Some might say this is further proof that AI needs to be reigned in. I disagree. This is not a case against ChatGPT or the use of AI. It’s a case against using content without verifying its accuracy. Plain and simple; they were not fooled by ChatGPT output , because they never verified a single thing that was output as a response.

People were lazy. Don’t punish the technology for the human condition. 

I’ve put a link to Judge Castel’s findings in the resources section of today’s episode at 505updates.com. It’s written, thoughtfully organized, and is not mired in legal jargon. It’s well worth the read.

Thank you to my friend Joel MacMull for sending me a copy of Judge Castel’s findings. 

This is Mark Miller reporting in from New York City, just a couple steps away from the Supreme Court.

Marcel Brown: 

This is Marcel Brown with your technology history for June 27th. 

June 27th, 1972. The iconic video game company Atari is founded by Nolan Bushnell in Ted Dabney. Their first video game Pong was the first commercially successful video game and led to the start of the video game industry 

In 1977, Atari’s video computer system known as the VCS, and later the Atari 2600, popularized the home video game market.

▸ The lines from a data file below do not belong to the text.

PR #2539, opened 2026-03-01
feat(skore): Add aggregate parameter to ImpurityDecreaseDisplay

### LINKED ISSUE #2464: api(skore): Add aggregate parameter to ImpurityDecreaseDisplay

When dealing with `CrossValidationReport`, it is handy to have an `aggregate` option. We should implement this option for the `ImpurityDecreaseDisplay`.

MuditAtrey:
#### Change description

# Closes #2464.

Adds an `aggregate` parameter to `ImpurityDecreaseDisplay.frame()`, following the same pattern as `PermutationImportanceDisplay`. When `aggregate` is not `None`, per-split rows are aggregated and the `split` column is replaced by `importance_mean` and `importance_std` columns. `_plot_matplotlib` now passes `aggregate=None` explicitly when calling `frame()`.

opening as a draft because I'm unsure about the expected behavior for the `comparison-cross-validation` report type.

my current implementation aggregates over splits per estimator in this case too, which causes `test_with_pipeline` in `test_comparison_cross_validation.py` to fail. 
not sure whether to update that test or leave `comparison-cross-validation` unaggregated, any guidance would be appreciated.

#### Contribution checklist

with pre-commit run --all-files)
requires updating tests)
#### AI usage disclosure

AI tools were involved for:

this is what opened when drafting the PR for this

### DIFF
--- a/skore/src/skore/_sklearn/_plot/inspection/impurity_decrease.py
+++ b/skore/src/skore/_sklearn/_plot/inspection/impurity_decrease.py
@@ -151,8 +151,8 @@ class ImpurityDecreaseDisplay(DisplayMixin):
         aggregate : {"mean", "std"}, ("mean", "std") or None, default=("mean", "std")
             Aggregate the importances over splits. Only relevant when
             ``report_type`` is ``"cross-validation"`` or
-            ``"comparison-cross-validation"``. If ``None``, the raw per-split
-            values are returned.
+            ``"comparison-cross-validation"``; ignored otherwise. If ``None``,
+            the raw per-split values are returned.
 
         Returns
         -------
--- a/skore/tests/unit/displays/impurity_decrease/test_common.py
+++ b/skore/tests/unit/displays/impurity_decrease/test_common.py
@@ -45,18 +45,31 @@ class TestImpurityDecreaseDisplay:
             expected.add("estimator")
         assert set(frame.columns) == expected
 
-    def test_frame_aggregate_none(self, fixture_prefix, task, request):
+    def test_frame_aggregate(self, fixture_prefix, task, request):
         report = request.getfixturevalue(f"{fixture_prefix}_{task}")
         if isinstance(report, tuple):
             report = report[0]
         display = report.inspection.impurity_decrease()
-        frame = display.frame(aggregate=None)
 
-        if "cross_validation" in fixture_prefix:
-            assert "split" in frame.columns
-        assert "importance" in frame.columns
-        assert "importance_mean" not in frame.columns
-        assert "importance_std" not in frame.columns
+        if "cross_validation" not in fixture_prefix:
+            # situation 1: aggregate is ignored for non-CV report types
+            assert set(display.frame().columns) == set(
+                display.frame(aggregate=None).columns
+            )
+        else:
+            # situation 2: aggregate=None does not aggregate
+            frame_none = display.frame(aggregate=None)
+            assert "split" in frame_none.columns
+            assert "importance" in frame_none.columns
+            assert "importance_mean" not in frame_none.columns
+            assert "importance_std" not in frame_none.columns
+
+            # situation 3: default aggregate aggregates properly
+            frame_agg = display.frame()
+            assert "split" not in frame_agg.columns
+            assert "importance_mean" in frame_agg.columns
+            assert "importance_std" in frame_agg.columns
+            assert "importance" not in frame_agg.columns
 
     def test_internal_data_structure(self, fixture_prefix, task, request):
         report = request.getfixturevalue(f"{fixture_prefix}_{task}")


MuditAtrey:
For context on what I've tried: the `comparison-cross-validation` case falls into `columns_to_drop = []` in `frame()`, meaning both `estimator` and `split` are kept before aggregation. The current implementation then groups by `["estimator", "feature"]` and aggregates over splits, which produces `importance_mean` and `importance_std` per estimator per feature, dropping `split` in the process.

`test_with_pipeline` in `test_comparison_cross_validation.py` currently asserts the old columns `["estimator", "split", "feature", "importance"]`, so it fails with the new behavior. Two options as I see it:
1. Update the test to expect `["estimator", "feature", "importance_mean", "importance_std"]` meaning `comparison-cross-validation` also aggregates
2. Guard the aggregation block so it only runs for `"cross-validation"` and not `"comparison-cross-validation"` which leaves the comparison case unaggregated

Happy to implement whichever direction makes more sense, this is one of the first issues I've worked on in this project, so I want to make sure I'm aligned with the intended design before making further decisions.

MuditAtrey:
Here's what's working:

`EstimatorReport` remains unchanged, returns raw importance per feature:
```
            feature  importance
0  sepal length (cm)    0.101454
1   sepal width (cm)    0.034117
2  petal length (cm)    0.469279
3   petal width (cm)    0.395150
```

`CrossValidationReport` with default `aggregate=("mean", "std")` gives aggregates over splits:
```
            feature  importance_mean  importance_std
0  sepal length (cm)         0.092147        0.007942
1   sepal width (cm)         0.024870        0.004717
2  petal length (cm)         0.434609        0.016254
3   petal width (cm)         0.448374        0.014374
```

`CrossValidationReport` with `aggregate=None` returns raw per-split values:
```
    split            feature  importance
0       0  sepal length (cm)    0.096871
...
```

the only open question is the `comparison-cross-validation` case, as described above.

GaetandeCast:
>1- Update the test to expect `["estimator", "feature", "importance_mean", "importance_std"]` meaning comparison-cross-validation also aggregates

Yes go with this option, we want to aggregate for comparisons too.

skore/src/skore/_sklearn/_plot/inspection/impurity_decrease.py
```diff
@@ -142,38 +143,25 @@ def _compute_data_for_display(
...
-                     feature  importance
-        0  sepal length (cm)     0.1...
-        1   sepal width (cm)     0.0...
-        2  petal length (cm)     0.4...
-        3   petal width (cm)     0.3...
+            Dataframe containing the mean decrease in impurity. When
+            ``aggregate`` is not ``None`` and the report type involves
+            cross-validation splits, the ``split`` column is removed and
+            ``importance`` is replaced by aggregated columns (e.g.
+            ``importance_mean``, ``importance_std``).
```
GaetandeCast:
```suggestion
            ``importance`` is replaced by aggregated columns:
            ``importance_mean`` and ``importance_std``.
```
The only possible aggregation is mean and std so no need to say "e.g."

skore/src/skore/_sklearn/_plot/inspection/impurity_decrease.py
```diff
@@ -184,7 +172,19 @@ def frame(self) -> pd.DataFrame:
         else:  # comparison-cross-validation
             columns_to_drop = []
 
-        return self.importances.drop(columns=columns_to_drop)
+        frame = self.importances.drop(columns=columns_to_drop)
+
+        if aggregate is not None and "split" in frame.columns:
+            group_by = [c for c in ["estimator", "feature"] if c in frame.columns]
```
GaetandeCast, line 178:
```suggestion
            group_by = [c for c in ["estimator", "feature", "label", "output"] if c in frame.columns]
```

skore/src/skore/_sklearn/_plot/inspection/impurity_decrease.py
```diff
@@ -184,7 +172,19 @@ def frame(self) -> pd.DataFrame:
...
+            frame = (
+                frame.groupby(group_by, sort=False, dropna=False).aggregate(
+                    {"importance": aggregate}
```
GaetandeCast:
```suggestion
                    aggregate
```

MuditAtrey: applied this change but noticed it now aggregates all numeric columns including `split`, producing `split_mean` and `split_std` columns, the fix might be to drop `split` before the groupby. Is there a cleaner way to handle this?

GaetandeCast: yes indeed, we need to add `.drop(columns=["split"])` before the `.groupby()`.

skore/src/skore/_sklearn/_plot/inspection/impurity_decrease.py
GaetandeCast: Actually I got confused with the `CoefficientsDisplay`. There are no "label" or "output" columns for the `ImpurityDecreaseDisplay` so you can revert this change.

skore/src/skore/_sklearn/_plot/inspection/impurity_decrease.py
GaetandeCast: the block should look like :
```
        if aggregate is not None and "split" in frame.columns:
            group_by = [c for c in ["estimator", "feature"] if c in frame.columns]
            frame = (
                frame.drop(columns=["split"])
                .groupby(group_by, sort=False, dropna=False)
                .aggregate(aggregate)
            ).reset_index()
            if isinstance(frame.columns, pd.MultiIndex):
                frame.columns = flatten_multi_index(frame.columns)
```

MuditAtrey:
~~all tests passing now, is there anything else needed before I mark this ready for review?~~

thanks for marking it as `ready for review` 😀

MuditAtrey:
How do I resolve these below? especially the `changelog` one, I couldn't find `CHANGELOG.rst`

requires updating tests)

skore/tests/unit/displays/impurity_decrease/test_common.py
```diff
@@ -35,13 +35,29 @@ def test_frame_structure(self, fixture_prefix, task, request):
...
         if "cross_validation" in fixture_prefix:
-            expected.add("split")
+            expected |= {"importance_mean", "importance_std"}
+        else:
+            expected.add("importance")
         if "comparison" in fixture_prefix:
             expected.add("estimator")
         assert set(frame.columns) == expected
 
+    def test_frame_aggregate_none(self, fixture_prefix, task, request):
```
GaetandeCast: Let's test the full behavior of the parameter here:
- test that changing the value of the parameter does nothing for non cross validation report types
- when there are splits, test that `aggregate=None` does not aggregate
- when there are splits, test that the default aggregates properly

Let's try to keep things minimal as we are in `test_common.py` but still we should go through the different situations

skore/src/skore/_sklearn/_plot/inspection/impurity_decrease.py
```diff
@@ -142,38 +143,25 @@ def _compute_data_for_display(
...
         """Get the mean decrease in impurity in a dataframe format.
 
-        The returned dataframe is not going to contain constant columns or columns
-        containing only NaN values.
+        Parameters
+        ----------
+        aggregate : {"mean", "std"}, ("mean", "std") or None, default=("mean", "std")
+            Aggregate the importances over splits. Only relevant when
+            ``report_type`` is ``"cross-validation"`` or
+            ``"comparison-cross-validation"``. If ``None``, the raw per-split
```
GaetandeCast: mention that the argument is ignored otherwise

GaetandeCast:
> How do I resolve these below? 

The documentation has built properly so the first point is ok, see https://github.com/probabl-ai/skore/pull/2539#issuecomment-3985102754
For the changelog, it has not been added yet so you can ignore this point for now.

Before the video game crash of 1983, Atari was the fastest growing company in the history of the United States at the time, and the brand was synonymous with video games. All those who have enjoyed video games, whether we started playing in the seventies, eighties, or just in the last few years, should take a moment to reflect on the company that single-handedly spawned the video game industries we so cherish.

I propose that the best way to do that, well, stop what you’re doing and play a video game right now. 

That’s your technology history for today. For more, tune in tomorrow and visit my website ThisDayInTechHistory.com.

Mark Miller: 

That’s our update for today, June 27. I’m Mark Miller. . We’ll be back tomorrow at 5:05.